Rett Syndrome: Postnatal Neurological and Growth Disorder
Rett syndrome (RTT) is a rare disorder that is characterized by a deceleration of postnatal development, particularly neurological maturation, and is often associated with increasing motor impairments. Impaired grey matter cell development and function leads to challenges with learning, speech, movement, breathing, and cardiac function among others. Patients are predominantly female, but males can be affected, too. Patients typically are identified at 6-18 months by impaired developmental progression, as well as by small hand, foot, and head size. They may also display stereotypical hand movements (putting hands to mouth or wringing), gastrointestinal disorders, and a high proportion of those affected also experience seizures. Patients, also, commonly have decreased bone mass and density, which puts them at higher risk for fractures and early-onset osteoporosis. Consequences of RTT itself, such as immobility and diet challenges, as well as side effects from anti-seizure medications, have been proposed as contributing to RTT-associated osteoporosis, but the underlying etiology of this phenomenon is not completely understood.

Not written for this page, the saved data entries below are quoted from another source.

Issue #1272, opened 2022-06-15
Removing/Renaming target Secret when renamed in ExternalSecret


zenyui:
**Describe the solution you'd like**
Hi 👋 - loving this project so far.

I noticed that if I create an `ExternalSecret` with an explicit `.spec.target.name` and then rename the target `Secret` in `.spec.target.name`, both the old and new `Secret` resources exist until I delete the `ExternalSecret` resource. I'd like an option to have "orphaned" target secrets removed when the `ExternalSecret` resource no longer references them. **NOTE:** when I delete the `ExternalSecret` resource, both `Secret` resources are deleted.

(Sorry if this is an option already, but I couldn't find it in the docs)

**What is the added value?**
- Orphaned k8s resources are a problem for many teams, as inevitably a developer will reference a resource that nobody is maintaining
- Since ExternalSecret resources can be configured as the `Owner` of the target secret, that should include cleaning up orphans (seems more intuitive)

**Give us examples of the outcome**
- user creates an `ExternalSecret` with `.spec.target.name: Foo` and `.spec.target.creationPolicy: 'Owner'`
- user updates `.spec.target.name` to `Bar`
- Secret `Bar` is created and secret `Foo` is deleted

**Observations (Constraints, Context, etc):**

- external-secrets helm chart v0.5.6
- GCP provider
- deployed on GKE

zenyui:
@gusfcarvalho for my needs, I'm totally OK with that original secret just disappearing... :) 

Perhaps this is just an explicit, documented behavior of the `Owner` creationPolicy

dacamposol:
@gusfcarvalho not ready, but I was thinking into something similar to the draft PR #1389

gusfcarvalho:
Not stale!

gusfcarvalho:
@dacamposol I've seen there's just some lint / unit testing errors that need to be covered there :)

jolexa:
Greetings! I don't want to clutter up the implementation PR so I'll ask here. If https://github.com/external-secrets/external-secrets/pull/1389 is merged and released, will it clean up existing ES orphans once the version is deployed or shall I work to delete those manually for now?

dacamposol:
> If https://github.com/external-secrets/external-secrets/pull/1389 is merged and released, will it clean up existing ES orphans once the version is deployed or shall I work to delete those manually for now?

@jolexa 

The implementation only deletes the secret upon deletion of the ES, but already existing orphans aren't taken into account...

[...]

PR #1389, opened 2022-07-26
feat: Include remove orphans logic

dacamposol:
Relates to: https://github.com/external-secrets/external-secrets/issues/1272

Signed-off-by: Daniel Campos Olivares <dacamposol@gmail.com>


pkg/controllers/externalsecret/externalsecret_controller.go
```diff
@@ -317,7 +317,28 @@ func (r *Reconciler) Reconcile(ctx context.Context, req ctrl.Request) (ctrl.Resu
...
+
+			for _, secItem := range children.Items {
+				if secItem.Name != secret.Name {
+					err = r.Client.Delete(ctx, &secItem)
+				}
+				if err != nil {
+					break
+				}
+			}
+		}
```
gusfcarvalho, line 341: wouldn't a list in every update be expensive if we have e.g. 3000 ExternalSecrets?

gusfcarvalho: I think what would be better would be (if possible) to filter the list by using the `FieldSelector`, so we can filter out only secrets that are owner-referenced by this ExternalSecrets object. This way we are sure that we can delete any non-matching secret there.

gusfcarvalho: We also need to be sure that this logic is only applicable if `CreationPolicy == Create`. Otherwise we don`t want to delete the secrets even if the name changes.

dacamposol: Hmm... We could as well, since we know that we will have only one referred `Secret`, to store the name of the generated secret in the `.status` of the `ExternalSecret` and refer to it for the deletion in case that the name of the new generated secret is different.

gusfcarvalho: > Hmm... We could as well, since we know that we will have only one referred Secret, to store the name of the generated secret in the .status of the ExternalSecret and refer to it for the deletion in case that the name of the new generated secret is different.
That's a nice idea! :smile: It would be cleaner to find and to delete afterwards (and also to impose the CreationPolicy rules on top of them)

dacamposol:
@gusfcarvalho implemented deletion and orphans logic.

Also, I included an unit test and generated all the required manifests.

gusfcarvalho:
Thanks @dacamposol !

gusfcarvalho:
hi @dacamposol ! It seems there are some issues with the unit tests still.

Also, the check-diff is complaining because you have commited the files under charts/templates/crds. This folder should be git ignored IIRC. I believe if you delete it the check-diff will pass.

you can also run `make check-diff` locally to see if it would pass or not!

dacamposol:
> hi @dacamposol ! It seems there are some issues with the unit tests still.
> 
> Also, the check-diff is complaining because you have commited the files under charts/templates/crds. This folder should be git ignored IIRC. I believe if you delete it the check-diff will pass.
> 
> you can also run `make check-diff` locally to see if it would pass or not!

I'm trying to fix the unit test, but to be honest this is my first time using Gomega and Gigko, and it works a little bit weird compared with Testify (through debugging I can see that the deletion is successfully executed, but afterwards when I ask for the secret to the fake client, the old one is still there and the new one isn't).

Do you know if I have to configure something to actually see the `Delete` operations reflected in the fake?

gusfcarvalho:
> Do you know if I have to configure something to actually see the Delete operations reflected in the fake?

IIRC this issue might be due to `envtest` not simulating delete properly... maybe we can move this unit test to an e2e instead. This way the scenario would be more realistic. You can do it by adding a common e2e under `e2e/suites/provider/common/common.go`, and then adding the entry in specific provider cases (we can start with vault at `e2e/suites/provider/vault/vault.go`).

gusfcarvalho:
vault e2e allows us to test this e2e behavior locally more easily. To run e2e tests, run:
(you need to have kind installed)
```
make -C ./e2e start-kind; make test.e2e GINKGO_LABELS=vault
```

dacamposol:
@gusfcarvalho done!

dacamposol:
@moolen could you allow the testing workflows to start?

dacamposol:
@moolen or @gusfcarvalho, can I merge this?

pkg/controllers/externalsecret/externalsecret_controller.go
```diff
@@ -311,13 +311,23 @@ func (r *Reconciler) Reconcile(ctx context.Context, req ctrl.Request) (ctrl.Resu
...
-		err = patchSecret(ctx, r.Client, r.Scheme, secret, mutationFunc, externalSecret.Name)
 	case esv1beta1.CreatePolicyNone:
 		log.V(1).Info("secret creation skipped due to creationPolicy=None")
 		err = nil
+	case esv1beta1.CreatePolicyMerge:
+		err = patchSecret(ctx, r.Client, r.Scheme, secret, mutationFunc, externalSecret.Name)
 	default:
-		_, err = ctrl.CreateOrUpdate(ctx, r.Client, secret, mutationFunc)
+		op, opErr := ctrl.CreateOrUpdate(ctx, r.Client, secret, mutationFunc)
+		err = opErr
```
gusfcarvalho, line 321: If this error happen, aren't we masking it by overwriting it on line 324?

dacamposol: Not actually, since `OperationResultCreated` and `err != nil` can never happen together.

If there is an error, then `op == OperationResultNone` (but that doesn't mean that always that `op == OperationResultNone` there is an error).

dacamposol:
@gusfcarvalho the e2e-tests didn't work.

I tried to check the logs but there are none, it seems it has been skipped or something.

e2e/suites/provider/cases/common/common.go
```diff
@@ -657,3 +658,45 @@ func DecodingPolicySync(f *framework.Framework) (string, func(*framework.TestCas
 		}
 	}
 }
+
+func CollectingOrphanSecrets(f *framework.Framework) (string, func(*framework.TestCase)) {
+	return "[common] should delete orphaned secrets with Owner creation policy", func(tc *framework.TestCase) {
+		secretKey1 := fmt.Sprintf("%s-%s", f.Namespace.Name, "foo")
+		secretValue := "value"
```
moolen, line 665: I think the value must be json, as vault doesn't allow you to store a simple string.

moolen:
due to the nature how the e2e tests are ran you can't easily click on the `Details` link.

The run is here: https://github.com/external-secrets/external-secrets/runs/7771612959?check_suite_focus=true

from line 3351:

```
[vault] sync secrets
  [common] should delete orphaned secrets with Owner creation policy with token auth [vault]
  /home/runner/work/external-secrets/external-secrets/e2e/framework/framework.go:115
------------------------------
• [FAILED] [35.880 seconds]
[vault] [vault]
/home/runner/work/external-secrets/external-secrets/e2e/suites/provider/cases/vault/vault.go:38
  sync secrets
  /home/runner/work/external-secrets/external-secrets/e2e/suites/provider/cases/vault/vault.go:42
    [It] [common] should delete orphaned secrets with Owner creation policy with token auth
    /home/runner/work/external-secrets/external-secrets/e2e/framework/framework.go:115
```

dacamposol:
Good afternoon @moolen,

Could you please let the tests run?

gusfcarvalho:
hey @dacamposol ! any news on this one? 😄

gusfcarvalho:
https://github.com/external-secrets/external-secrets/actions/runs/3345118570/jobs/5540253645

gusfcarvalho:
https://github.com/external-secrets/external-secrets/actions/runs/3345393073

moolen:
There seems to be an issue in the e2e tests that probably come from this change :thinking::

```
  [FAIL] [vault] sync secrets [It] [common] should delete orphaned secrets with Owner creation policy with token auth [vault]
```

dacamposol:
> There seems to be an issue in the e2e tests that probably come from this change 🤔:
> 
> ```
>   [FAIL] [vault] sync secrets [It] [common] should delete orphaned secrets with Owner creation policy with token auth [vault]
> ```

We were checking on Friday and the logic of the implementation is correct, so probably it's a problem on how I defined the test or something related with timeouts.

I'll try to work on it this week.

gusfcarvalho:
so, after merge with main the tests are now passing? 🤔 wth

moolen:
Yeah, i fixed a thing in your last pr

gusfcarvalho:
the merge was before your fix - pretty sure that the tests here would still be failing 😅

gusfcarvalho:
@dacamposol can you confirm that everything is really working? :P Also, if you could also fix the check-diff, it is complaining about docs. (you can run `make docs` to fix it)

gusfcarvalho:
The e2e are passing because we removed the specific e2e test to run. I'll try troubleshooting this one a bit more - maybe going back to unit tests.

gusfcarvalho:
@moolen @knelasevero @sebagomez just found a way to implement the test coverage as unit tests. The e2e tests were still failing with that approach (something weird happening that I could not take too much time investigating).

With the added changes, we should be fine with merging this PR, but since I've added some code, can any of you please take a final look? 😄

pkg/controllers/externalsecret/externalsecret_controller.go
```diff
@@ -320,36 +342,47 @@ func (r *Reconciler) Reconcile(ctx context.Context, req ctrl.Request) (ctrl.Resu
 	}, nil
 }
 
-func createOrUpdate(ctx context.Context, c client.Client, obj client.Object, f func() error, fieldOwner string) error {
+func isOrphanSecret(externalSecret esv1beta1.ExternalSecret, newSecret *v1.Secret) bool {
+	secretRef := externalSecret.Status.CreatedSecretReference
+	if externalSecret.Spec.Target.CreationPolicy != esv1beta1.CreatePolicyOwner ||
+		externalSecret.Status.CreatedSecretReference == nil ||
```
moolen, line 348: nit: ...because it has been defined above, we should use it for brevity

```suggestion
		secretRef == nil ||
```

pkg/controllers/externalsecret/externalsecret_controller.go
```diff
@@ -285,13 +285,31 @@ func (r *Reconciler) Reconcile(ctx context.Context, req ctrl.Request) (ctrl.Resu
...
-	case esv1beta1.CreatePolicyMerge:
-		err = patchSecret(ctx, r.Client, r.Scheme, secret, mutationFunc, externalSecret.Name)
 	case esv1beta1.CreatePolicyNone:
 		log.V(1).Info("secret creation skipped due to creationPolicy=None")
 		err = nil
+	case esv1beta1.CreatePolicyMerge:
+		err = patchSecret(ctx, r.Client, r.Scheme, secret, mutationFunc, externalSecret.Name)
 	default:
-		err = createOrUpdate(ctx, r.Client, secret, mutationFunc, externalSecret.Name)
+		op, err := createOrUpdate(ctx, r.Client, secret, mutationFunc, externalSecret.Name)
```
moolen, line 294: i suggest renaming `op` to e.g. `created` for readability.

moolen (commented):
I've had a brief look at the code changes. The approach is reasonable, two small nits around naming/readability, see below.

(possibly dumb) question: why are `creationPolicy=Owner` secrets not affected? They get cleaned up only once the `ExternalSecret` gets deleted. So if the `spec.target.name` changes, it'll create a new secret and leave the old one as-is or am i mistaken?

Theoretically there is still an edge case where secret resources can orphan:
If the controller dies between the secret creation and the `es.status` update. Then you get into an inconsistent/irreconcilable state where the old secret does not get removed.
For me this is negligible if only `creationPolicy!=Owner` secrets are affected.

One way around this, for instance, is to implement a label-based garbage collection mechanism.

gusfcarvalho:
> (possibly dumb) question: why are creationPolicy=Owner secrets not affected? They get cleaned up only once the ExternalSecret gets deleted. So if the spec.target.name changes, it'll create a new secret and leave the old one as-is or am i mistaken?

Actually, only creationPolicy:Owner is affected, as this logic is applied on the default case of the switch as you can see in [here]( https://github.com/external-secrets/external-secrets/pull/1389/files#diff-8d0abbcd401151abf646c59f66bfd5932c5a68e5558543d0dc54421417d8d4f4L287-L293)

> One way around this, for instance, is to implement a label-based garbage collection mechanism.

As in the controller should create a label on the external-secret with the target secret name? Or rather a label to the generated secret?

pkg/controllers/externalsecret/externalsecret_controller.go
```diff
@@ -320,36 +342,47 @@ func (r *Reconciler) Reconcile(ctx context.Context, req ctrl.Request) (ctrl.Resu
 	}, nil
 }
 
-func createOrUpdate(ctx context.Context, c client.Client, obj client.Object, f func() error, fieldOwner string) error {
+func isOrphanSecret(externalSecret esv1beta1.ExternalSecret, newSecret *v1.Secret) bool {
+	secretRef := externalSecret.Status.CreatedSecretReference
+	if externalSecret.Spec.Target.CreationPolicy != esv1beta1.CreatePolicyOwner ||
```
moolen, line 347: @gusfcarvalho RE https://github.com/external-secrets/external-secrets/pull/1389#issuecomment-1527209121

> (possibly dumb) question: why are creationPolicy=Owner secrets not affected? They get cleaned up only once the ExternalSecret gets deleted. So if the spec.target.name changes, it'll create a new secret and leave the old one as-is or am i mistaken?

Context for this comment :point_up_2:  is this line.

 `isOrphanSecret()` is only called if `externalSecret.Spec.Target.CreationPolicy` is `Owner` which makes this check superfluous i think :thinking:

gusfcarvalho: I can remove the redundancies as well

gusfcarvalho:
@moolen I took a look at using labels to filter out secrets - the main issue with that after making some code here is that for each create operation we would need to add a List on secrets. This does not seem to be a problem since this is done only when a new secret is created, but it is the price to check labels.

On the bright side is that it is really a more robust solution.

gusfcarvalho:
@moolen  @knelasevero  I think this PR can be reviewed again. The implementation now follows label matching

apis/externalsecrets/v1beta1/externalsecret_types.go
```diff
@@ -433,6 +433,8 @@ type ExternalSecret struct {
 const (
 	// AnnotationDataHash is used to ensure consistency.
 	AnnotationDataHash = "reconcile.external-secrets.io/data-hash"
+	// AnnotationDataHash is used to ensure consistency.
```
moolen, line 436:
```suggestion
	// LabelOwner points to the owning ExternalSecret resource
	//  and is used to manage the lifecycle of a Secret
```

moolen (approved):
LGTM! Thanks for bringing this over the finish line :checkered_flag:

gusfcarvalho:
The owner label should only trigger on creationPolicy=Owner. How would that generate conflict?

agaudreault-jive:
The label is added on all Secret. If 2 external secrets target the same secret with `creationPolicy=Merge`, the label will still be added and each update of the secret will cause the other ES to update the label value, causing an oscillating state.

gusfcarvalho:
oh, I see. I'll provide a fix for it! Thanks for the call!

Loss-of-function mutations in the X-linked MECP2 (Methyl CpG binding protein 2) gene drive RTT. MECP2 protein regulates gene expression in many cell types, and is required for normal nerve cell activity. In a recent study published in Bone, a group led by Drs. Mary Blue and Jay Shapiro of the Hugo W. Moser Research Institute at Kennedy Krieger Institute examined the role of MECP2 deficiency in osteoblast function and bone development. Their work suggests that MECP2 deficiency contributes to pathology that extends beyond the neurological developmental disorder.
Mutant Mecp2 mice have decreased osteoblast activity
Bone histological analyses in RTT mouse models and of biopsies from RTT patients have demonstrated that MECP2 mutations are associated with abnormal bone formation. To investigate the direct role of MECP2 on bone cell function, the authors examined the activity of osteoblasts and osteoclasts in the Mecp2-deficient mouse, B6.129P2(C)-Mecp2tm1.1Bird/J (003890). Compared to wild-type (WT) mice, Mecp2-null male mice have significantly reduced bone volume and density, including less tightly spaced trabeculae. Bone structure and organization in female Mecp2 heterozygous (HET) mutant mice, however, are not significantly different from female WT mice. In contrast, features of bone remodeling and mineralization rates are altered in both null males and HET females. Although bone-resorbing osteoclast numbers are similar to WT in both null males and HET females, fewer bone-rebuilding osteoblasts are observed in the Mecp2 mutants. Additionally, cultured osteoblasts from Mecp2-null male mutants show altered expression of the characteristic bone markers Runx2, Osterix (Sp7), and type I collagen mRNA compared to WT osteoblasts. These results demonstrate that MECP2 deficiency results in impaired osteoblast function, a finding which helps to explain the high rate of early-onset osteoporosis in RTT patients. This new appreciation for the direct linkage between osteoporosis and MECP2-deficiency may help researchers develop better-targeted therapies for the different pathologies of this disorder.